PR #1000, opened 2022-03-15
docs: make sure syntax with latest stable dockerfile image is defined

tonistiigi:

### DIFF
--- a/README.md
+++ b/README.md
@@ -123,7 +123,8 @@ On Windows:
 Here is how to install and use Buildx inside a Dockerfile through the
 [`docker/buildx-bin`](https://hub.docker.com/r/docker/buildx-bin) image:
 
-```Dockerfile
+```dockerfile
+# syntax=docker/dockerfile:1
 FROM docker
 COPY --from=docker/buildx-bin /buildx /usr/libexec/docker/cli-plugins/docker-buildx
 RUN docker buildx version
@@ -298,6 +299,7 @@ inside your Dockerfile and can be leveraged by the processes running as part
 of your build.
 
 ```dockerfile
+# syntax=docker/dockerfile:1
 FROM --platform=$BUILDPLATFORM golang:alpine AS build
 ARG TARGETPLATFORM
 ARG BUILDPLATFORM
--- a/docs/reference/buildx_build.md
+++ b/docs/reference/buildx_build.md
@@ -128,8 +128,8 @@ $ docker buildx build --build-context project=path/to/project/source .
 # docker buildx build --build-context project=https://github.com/myuser/project.git .
 ```
 
-```Dockerfile
-#syntax=docker/dockerfile:1.4
+```dockerfile
+# syntax=docker/dockerfile:1
 FROM alpine
 COPY --from=project myfile /
 ```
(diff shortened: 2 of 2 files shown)


docs/reference/buildx_bake.md
```diff
@@ -804,14 +804,17 @@ The value can be a local source directory, container image (with docker-image://
 
 #### Pinning alpine image
 
+_Dockerfile_
+
 ```Dockerfile
-# Dockerfile
+#syntax=docker/dockerfile:1.14
```
crazy-max, line 810:
```suggestion
#syntax=docker/dockerfile:1.4
```

crazy-max (commented):
I think it would be better to be aligned with [our docs](https://docs.docker.com/engine/reference/builder/#official-releases) and so use `docker/dockerfile:1` instead. cc @thaJeztah 

Also not a strong preference on this but I tend to add a space: `# syntax`. We discussed about this in https://github.com/google/addlicense/pull/88#pullrequestreview-722329613.

thaJeztah:
Yes, I think it'd be good to follow our own "best practice" / "recommended" approach (with the exception of features that require `labs` front-ends of course).

> We recommend using `docker/dockerfile:1`, which always points to the latest stable release of the version 1 syntax, and receives both “minor” and “patch” updates for the version 1 release cycle. BuildKit automatically checks for updates of the syntax when performing a build, making sure you are using the most current version.

Also agreed on trying to keep the formatting consistent to not confuse users (`# syntax=...`)

thaJeztah:
It's a bit of a tricky one; the problem I often see is that these things get "stuck". I've seen this happening with examples we have for Docker Compose, where a specific feature neeeded (e.g.) version `3.2` of the compose schema. What happened is that people took those examples and wrote their compose-file using it. Now a new feature was added after `3.2`, and when they tried to use it, compose failed (invalid option). I can imagine the same thing will happen for Dockerfiles; someone reads about a new feature in (e.g.) `1.3`, so updates their Dockerfile to use `:1.3`, now they copy an example to use a feature that's new in `1.4`, and it doesn't work (effectively, specifying `1.3` or `1.4` becomes: "don't use features _newer than_ the version I specified").

For compose, the version was actually needed, because older versions wouldn't automatically upgrade to a newer spec, so the version could be used to produce an error that the user should update their version of Compose (or Docker) but for BuildKit (`Dockerfile`), we don't have that problem; specifying `:1` will always pull the latest version, so there's no real need to specify a version (not even to "indicate" a specific version is needed, which should be a bit of an implementation detail).

From a documentation perspective, I can see _some_ value in having documented "when" it was added, but perhaps we should consider having (e.g.) an annotation / badge for this. That way we could show things as "new" in the docs (without having the problem of older versions of the front-end ending up in Dockerfiles). That said; even for that case, we should ask ourselves what the added value is, given that the syntax (front-end) automatically updates; would it be just for posterity? If users follow the best practices (specify `docker/dockerfile:1`), then they can expect that _"if it's documented, it works"_ (of course, with the exception of `:labs` features).

crazy-max (approved):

-=-=-

Return the listing above word for word.

# RESULT OF THE TASK
PR #1000, opened 2022-03-15
docs: make sure syntax with latest stable dockerfile image is defined

tonistiigi:

### DIFF
--- a/README.md
+++ b/README.md
@@ -123,7 +123,8 @@ On Windows:
 Here is how to install and use Buildx inside a Dockerfile through the
 [`docker/buildx-bin`](https://hub.docker.com/r/docker/buildx-bin) image:
 
-```Dockerfile
+```dockerfile
+# syntax=docker/dockerfile:1
 FROM docker
 COPY --from=docker/buildx-bin /buildx /usr/libexec/docker/cli-plugins/docker-buildx
 RUN docker buildx version
@@ -298,6 +299,7 @@ inside your Dockerfile and can be leveraged by the processes running as part
 of your build.
 
 ```dockerfile
+# syntax=docker/dockerfile:1
 FROM --platform=$BUILDPLATFORM golang:alpine AS build
 ARG TARGETPLATFORM
 ARG BUILDPLATFORM
--- a/docs/reference/buildx_build.md
+++ b/docs/reference/buildx_build.md
@@ -128,8 +128,8 @@ $ docker buildx build --build-context project=path/to/project/source .
 # docker buildx build --build-context project=https://github.com/myuser/project.git .
 ```
 
-```Dockerfile
-#syntax=docker/dockerfile:1.4
+```dockerfile
+# syntax=docker/dockerfile:1
 FROM alpine
 COPY --from=project myfile /
 ```
(diff shortened: 2 of 2 files shown)


docs/reference/buildx_bake.md
```diff
@@ -804,14 +804,17 @@ The value can be a local source directory, container image (with docker-image://
 
 #### Pinning alpine image
 
+_Dockerfile_
+
 ```Dockerfile
-# Dockerfile
+#syntax=docker/dockerfile:1.14
```
crazy-max, line 810:
```suggestion
#syntax=docker/dockerfile:1.4
```

crazy-max (commented):
I think it would be better to be aligned with [our docs](https://docs.docker.com/engine/reference/builder/#official-releases) and so use `docker/dockerfile:1` instead. cc @thaJeztah 

Also not a strong preference on this but I tend to add a space: `# syntax`. We discussed about this in https://github.com/google/addlicense/pull/88#pullrequestreview-722329613.

thaJeztah:
Yes, I think it'd be good to follow our own "best practice" / "recommended" approach (with the exception of features that require `labs` front-ends of course).

> We recommend using `docker/dockerfile:1`, which always points to the latest stable release of the version 1 syntax, and receives both “minor” and “patch” updates for the version 1 release cycle. BuildKit automatically checks for updates of the syntax when performing a build, making sure you are using the most current version.

Also agreed on trying to keep the formatting consistent to not confuse users (`# syntax=...`)

thaJeztah:
It's a bit of a tricky one; the problem I often see is that these things get "stuck". I've seen this happening with examples we have for Docker Compose, where a specific feature neeeded (e.g.) version `3.2` of the compose schema. What happened is that people took those examples and wrote their compose-file using it. Now a new feature was added after `3.2`, and when they tried to use it, compose failed (invalid option). I can imagine the same thing will happen for Dockerfiles; someone reads about a new feature in (e.g.) `1.3`, so updates their Dockerfile to use `:1.3`, now they copy an example to use a feature that's new in `1.4`, and it doesn't work (effectively, specifying `1.3` or `1.4` becomes: "don't use features _newer than_ the version I specified").

For compose, the version was actually needed, because older versions wouldn't automatically upgrade to a newer spec, so the version could be used to produce an error that the user should update their version of Compose (or Docker) but for BuildKit (`Dockerfile`), we don't have that problem; specifying `:1` will always pull the latest version, so there's no real need to specify a version (not even to "indicate" a specific version is needed, which should be a bit of an implementation detail).

From a documentation perspective, I can see _some_ value in having documented "when" it was added, but perhaps we should consider having (e.g.) an annotation / badge for this. That way we could show things as "new" in the docs (without having the problem of older versions of the front-end ending up in Dockerfiles). That said; even for that case, we should ask ourselves what the added value is, given that the syntax (front-end) automatically updates; would it be just for posterity? If users follow the best practices (specify `docker/dockerfile:1`), then they can expect that _"if it's documented, it works"_ (of course, with the exception of `:labs` features).

crazy-max (approved):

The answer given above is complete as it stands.